WisBusiness: Janesville leaders still see potential future for GM plant

By Brian E. Clark

WisBusiness.com

JANESVILLE — Business, labor and civic leaders said Wednesday afternoon they’ve received positive feedback from GM leaders on their proposal to keep the automaker’s assembly plant open here.

But they acknowledge all their efforts may be for naught if Congress does not approve a $14 billion temporary bailout plan that would help keep GM afloat until early 2009. In Washington D.C. Wednesday evening, the House approved the proposal, but the emergency bailout remains in peril from Senate Republicans who oppose it.

Speaking at a Competitive Wisconsin board meeting, Tim Cullen — a former state Senate majority leader and a current Janesville school board member — said he hopes the plant will be retooled to produce fuel-efficient cars.

“Right now though, General Motors has other things to worry about,” said Cullen, who also served as a secretary of the Wisconsin Department of Health and Social Services. He leads the effort to keep GM in Janesville with former UAW Local 95 President Brad Dutcher.

“First, GM has to survive,” Cullen said bluntly.

“Still, I’m optimistic and I look forward to meeting with them again during the first quarter of next year. We will keep pushing this until they say ‘yes’ or ‘no.’”

Cullen declined to detail any specifics of the plan presented to GM, which was crafted by a broad-based coalition that included business leaders, plus state and local officials and the UAW.

“If GM acccepts it, we’ll reveal the details,” he told a questioner. “If not, it will never become public. We just don’t want people picking it apart now.’

Mike Sheridan, incoming state Assembly speaker and another former UAW Local 95 president, said he believes the $120 million in annual savings offered by his union is a key part of the plan.

He said the savings come from work rule, overtime and other changes to the UAW contract. He declined to call them concessions.

“I have to admit, we had some pretty archaic rules where which you’d have hundreds of people coming in on Sundays when there was no work and they’d just sit around,” he said.

“At that time, we had GM over a barrel because we had great products (SUVs) that were hot, but that’s not the case anymore,” he said.

Sheridan said he met last week in Washington D.C. with GM CEO Rick Wagoner and GM Vice President Ken Cole. He called the meetings positive and said it was Cole who told him that GM wants to give Janesville a product to produce.

“I think we could offer a model contract for other locals,” Sheridan said. “But with a product, that won’t happen. They won’t be able to use us as leverage.”

In addition to Cullen and Sheridan, other speakers at the gathering included Ken Hess with Illinois-based NKF Consulting, state Sen. Judy Robson, D-Beloit and Commerce Secretary Dick Leinenkugel.

Hess worked on the package presented to GM and said Wagoner described it as “the best he’d ever seen.”

But Hess said that did not mean that GM would keep the Janesville plant operating, or that GM would be able to avoid bankruptcy.

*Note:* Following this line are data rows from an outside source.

PR #156, opened 2020-09-29
exclude TestErrorReloading from go_test run with --race

asdvalenzuela:


config/config_test_reload_error.go
```diff
@@ -0,0 +1,89 @@
+// +build all
```
martin308, line 1: is it worth adding `!race` here so it's clear we don't want to run this with the race detector?

martin308 (changes requested):
✨ one question about including the `!race` tag

Also I think the new test file will also need to end in `*_test.go` or it won't be run

martin308 (approved):
🚀

PR #157, opened 2020-09-29
Make response consistent with Honeycomb API

martin308:
The alive check for the honeycomb API uses a string value "yes" to respond to its health check.

https://api.honeycomb.io/x/alive

Update to match


martin308:
I think the tests are failing due to the race detector which will be fixed in #156

asdvalenzuela (approved):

Hess also told the group Wisconsin needs to do a better job of marketing itself if it wants to attract new businesses to the state. And he said the $150,000 budget for Forward Wisconsin was miserly compared to what other states budget to sell themselves.

Robson said she fully backs the plans to keep GM in Janesville, but lamented its current weakness and the overall condition of the economy.

Regardless of what happens to GM, she said Janesville will make it through the recession and emerge as an attractive place to do business.

Robson told the business leaders she does not believe the state can “tax cut and deregulate its way out of this downturn.” She also said the state needs to invest in education, renewable energy, universal health care, regional transportation intitiatives and broadband.

But she lamented that the downturn in the economy may make it difficult to achieve those goals, even though Democrats now control the Legislature and the governor’s office.

“It’s like we finally got the keys to the bus and there’s no gas,” she said after her speech.

Leinenkugel, who has been on the job for two months, said he will need the support of Competitive Wisconsin to help turn the state’s economy around and fix its current $5.4 billion budget deficit.

But he said Commerce will be hard hit by projected cuts of 12.5 percent next year.

Still, he said he is excited about his new job and promised to reorganize and streamline the agency’s business development efforts.